PR #1860, opened 2025-07-09
fix: allow fallback to S3 in Groups class without throwing error and …

rmonnier9:
- Changement mineur.
- Détails :
  - Fallback sur S3 sans erreur si d-roles renvoie une erreur
  - Log sur Sentry des différences entre d-roles et S3

related to #1854

### DIFF
--- a/models/authentication/agent/agent-connected/index.tsx
+++ b/models/authentication/agent/agent-connected/index.tsx
@@ -5,8 +5,10 @@ import {
   NeedASiretException,
   PrestataireException,
 } from '#models/authentication/authentication-exceptions';
+import { InternalError } from '#models/exceptions';
 import { Groups } from '#models/groups';
 import { isSiret, verifySiret } from '#utils/helpers';
+import { logWarningInSentry } from '#utils/sentry';
 import { AgentOrganisation } from '../organisation';
 import { defaultAgentScopes } from '../scopes/constants';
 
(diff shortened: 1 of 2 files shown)


models/authentication/agent/agent-connected/index.tsx
```diff
@@ -95,11 +97,14 @@ export class AgentConnected {
...
   async getAgentHabilitation() {
     const superAgentScopes = new Scopes();
+    let drolesScopes: string[] = [];
+    let s3Scopes: string[] = [];
 
     if (process.env.D_ROLES_ENABLED === 'enabled') {
       // Get scopes from Groups (D-Roles API) for this agent
       const groups = await Groups.find(this.email, this.userId);
       groups.forEach((group) => {
+        drolesScopes.push(...group.scopes);
```
XavierJp, line 107: Why not use a `Set` here ?

models/authentication/agent/agent-connected/index.tsx
```diff
@@ -108,8 +113,37 @@ export class AgentConnected {
...
 
+    // Compare scopes from D-Roles and S3, log differences to Sentry
+    if (process.env.D_ROLES_ENABLED === 'enabled' && drolesScopes.length > 0) {
+      const drolesScopesSet = new Set(drolesScopes);
+      const s3ScopesSet = new Set(s3Scopes);
+
+      const onlyInDroles = drolesScopes.filter(
+        (scope) => !s3ScopesSet.has(scope)
+      );
+      const onlyInS3 = s3Scopes.filter((scope) => !drolesScopesSet.has(scope));
```
XavierJp, line 127: Simpler way to compare them could be https://developer.mozilla.org/en-US/docs/Web/JavaScript/Reference/Global_Objects/Set/union

Union both set and compare lenght of union with length of any of the two sets

XavierJp: But you would have the `onlyInDroles` and `onlyInS3` variables

XavierJp (approved):
So this PR is only about adding logs to D-Roles / S3 logic ?

PR #1949, opened 2025-08-26
feat: first implementation of activation link redirect

XavierJp:
First implementation, rely heavily on exception bubbling. Not the best as it will completely prevent user from logging in

image

But it means that if a user cannot activate its account, it can no longer use EspaceAgent, even id the issue is on roles.data or ProConnect side. 

Improvement over this design would be to to just display a banner and still allow agent to connect.


HAEKADI (approved):

XavierJp:
EN V2, je n'affiche le warning que dans la page recap des droits 
image

PR #2002, opened 2025-09-17
fix: keep query params when redirect

rmonnier9:
- Correction d'un bug. 
- Détails :
  - Préservation des paramètres d'URL lors de la redirection vers la page canonique
  - Revert robots.txt that doesn't index redirected=1

### DIFF
--- a/cypress/e2e/recherche/research-redirections.cy.js
+++ b/cypress/e2e/recherche/research-redirections.cy.js
@@ -8,7 +8,7 @@ describe('Siren / Siret redirections', () => {
 
     cy.get('.fr-search-bar > button').click();
 
-    cy.url().should('include', '/entreprise/danone-552032534');
+    cy.url().should('include', '/entreprise/danone-552032534?redirected=1');
   });
 
   it('Unformatted siren redirection', () => {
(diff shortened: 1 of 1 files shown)


XavierJp (changes requested):
I am a bit surprised. Are you sure it used to be done this way ?

Can you please git blame to be sure

XavierJp (changes requested):
I would entirely remove line 68-80

app/(header-default)/entreprise/[slug]/page.tsx
```diff
@@ -66,12 +66,21 @@ export default async function UniteLegalePage(props: AppRouterProps) {
   ]);
 
   const extractedSiren = extractSirenOrSiretSlugFromUrl(slug);
+  // We redirect from /entreprise/${siren} to /entreprise/${slug}
+  // Nb: in somes cases, there can be a two redirects :
+  // /rechercher?terme=${siren} -> /entreprise/${siren}?isRedirected=1 -> /entreprise/${slug}?isRedirected=1
```
Comment (rmonnier9) [inline app/(header-default)/entreprise/[slug]/page.tsx:71]: Indeed this is better like this !

Just a little change :

```suggestion
  // /rechercher?terme=${siren} -> /entreprise/${siren}?redirected=1 -> /entreprise/${slug}?redirected=1
```

PR #2091, opened 2025-10-22
[ExportSirene]fix(csv): improves export error messages

AlanChauchet:
related to #2089


HAEKADI (approved):
Great !
@XavierJp For some context https://github.com/annuaire-entreprises-data-gouv-fr/site/issues/2089
The error handling is not very explicit. So if your file has more that the allowed 500 values. You simply get a `Validation error` with no explanation.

★ ★ ★ ★

WORK REQUIRED
Show every line from the entries that includes the word "rechercher".

REPLY TO THE EXERCISE
+  // /rechercher?terme=${siren} -> /entreprise/${siren}?isRedirected=1 -> /entreprise/${slug}?isRedirected=1
  // /rechercher?terme=${siren} -> /entreprise/${siren}?redirected=1 -> /entreprise/${slug}?redirected=1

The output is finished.